I would like to see the recipe for the cheesy rice dish. Who made that? It was really good. And of course, Tim's chili was just delish!


----------



## Thor (Apr 7, 2004)

Lisa

I also had a plate full - After the brownies
















Thor


----------



## tdvffjohn (Mar 10, 2005)

BirdLadyLisa said:


> We brought the sausages, peppers, and onions. Really no recipe to post ... just cook everything in a stir fry pan.
> 
> I would like to see the recipe for the cheesy rice dish. Who made that? It was really good. And of course, Tim's chili was just delish!


We also want the cheesy rice dish recipe....who made it...........come on, give it up


----------



## Thor (Apr 7, 2004)

That was really yummy -









Thor


----------



## z-family (Oct 2, 2004)




----------



## Thor (Apr 7, 2004)

Ok, I am getting hungry.

How about everyone makes their dish again and Fed-Ex to me









Thor


----------



## HootBob (Apr 26, 2004)

Thor said:


> Ok, I am getting hungry.
> 
> How about everyone makes their dish again and Fed-Ex to me
> 
> ...


But first it has to be inspected so send it to me first then it will be forward to Thor









Don


----------



## Thor (Apr 7, 2004)

Don

I really appreciate, you going the extra mile for me
















Thor


----------



## happycamper (Jul 26, 2005)

Blueberry Dump Cake

Serving Size: 8 to 10

1 can crushed pineapple, large can with juice

3 cups blueberries, fresh

3/4 cup sugar

1 box yellow cake mix

1/2 cup butter, melted

1 cup pecans, coarsely chopped

Melt 1 tbs butter in a 10" or 12" Dutch oven, add pineapple with juice, add blueberries, cover with sugar and top with cake mix.
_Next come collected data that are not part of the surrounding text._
PR #1152, opened 2023-02-21
Increase format version to 2.5.1 for new packages

ruflin:
New packages that were generated, used 2.0.0 by default instead of the most recent format_version of 2.5.1. To make sure new packages have by default access to the most recent features, the format_version should be the latest one.

### DIFF
--- a/internal/packages/archetype/package_manifest.go
+++ b/internal/packages/archetype/package_manifest.go
@@ -4,7 +4,7 @@
 
 package archetype
 
-const packageManifestTemplate = `format_version: 2.3.0
+const packageManifestTemplate = `format_version: 2.5.1
 name: {{.Manifest.Name}}
 title: "{{.Manifest.Title}}"
 version: {{.Manifest.Version}}
--- a/internal/packages/archetype/package_manifest.go
+++ b/internal/packages/archetype/package_manifest.go
@@ -4,7 +4,7 @@
 
 package archetype
 
-const packageManifestTemplate = `format_version: 2.0.0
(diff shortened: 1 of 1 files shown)


ruflin:
Based on https://github.com/elastic/package-spec/tree/v2.5.1 it looks like the package-spec version is already at v2.5.1? Should I update it to this version directly?

Is there a way we could this template up-to-date in an automatic way?

jsoriano:
> Based on https://github.com/elastic/package-spec/tree/v2.5.1 it looks like the package-spec version is already at v2.5.1? Should I update it to this version directly?

Sounds good.

> Is there a way we could this template up-to-date in an automatic way?

I see some options:
* Use the [`spec.VersionsInChangelog()`](https://github.com/elastic/package-spec/blob/ff8286d0c40ad76bb082e9c8ea78f4551c2519c1/spec.go#L49) method to find the most recent version, and use this one. This would be more self-contained, but this may create invalid packages if we introduce breaking changes.
* Similar one, try to obtain the same version as the package-spec in the `go.mod`.
* Create a CI job that triggers on package-spec releases, and opens a PR in `elastic-package` updating the version. This is probably the best option to avoid breaking things unexpectedly.

jsoriano:
Follow up issue created to automate the update https://github.com/elastic/elastic-package/issues/1155.

ruflin:
Thanks for the follow up issue. No strong preference on my end.

I update the PR to 2.5.1.

jsoriano (approved):

PR #1153, opened 2023-02-21
Add more skipped directories when copying package files

mrodm:
Fixes https://github.com/elastic/elastic-package/issues/1154

This PR adds the following folders to be considered skipped when building the package:
- `.git`
- `build`

This is needed when the package files are directly located in the root of the repository.

As it is now, `elastic-package build` command copies all the folders/files except `_dev`. As the `build` folder is created in the root of the repository (same as other package files) it is also copied to the `build` folder again. `.git` folder would be also copied along with the others.

### DIFF
--- a/internal/files/copy.go
+++ b/internal/files/copy.go
@@ -18,7 +18,7 @@ func CopyAll(sourcePath, destinationPath string) error {
 
 // CopyWithoutDev method copies files from the source to the destination, but skips _dev directories and empty folders.
 func CopyWithoutDev(sourcePath, destinationPath string) error {
-	return CopyWithSkipped(sourcePath, destinationPath, []string{"_dev"})
+	return CopyWithSkipped(sourcePath, destinationPath, []string{"_dev", "build", ".git"})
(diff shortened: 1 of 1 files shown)


jsoriano (approved):
:+1:

ruflin (approved):
LGTM. Did run on this branch and now everything works as expected. As side effect seems also to be that now the `build` command is faster which can be explained if less files have to be copoied.

One general issue that seems to persist is that it copies all files in my `.gitignore` files and even adds them to the package. For example my `.idea` files are in there which I didn't intend to share :-)

Lets get this in but I think it is a topic that needs further discussion as packages will accidentally contain files which users did not expect to be in there.

mrodm:
> One general issue that seems to persist is that it copies all files in my .gitignore files and even adds them to the package. For example my .idea files are in there which I didn't intend to share :-)

I've created a new issue for this https://github.com/elastic/elastic-package/issues/1156, feel free to update the description if needed @ruflin .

Add ingredients in that order and DO NOT STIR! Drizzle with remaining butter (melted), and top with pecans.

Over Charcoal:
Bake 1 hour at 350 degrees. (in a 12" oven, 15 coals on top, 9 on the bottom)

Over Campfire:
Bake 1/2 hour on medium hook, raise to one higher hook, add top coals and bake an additional 10-15 minutes until bubbly - then remove from fire and set on cooking table to continue baking until browned on top. About 1 hour total baking time.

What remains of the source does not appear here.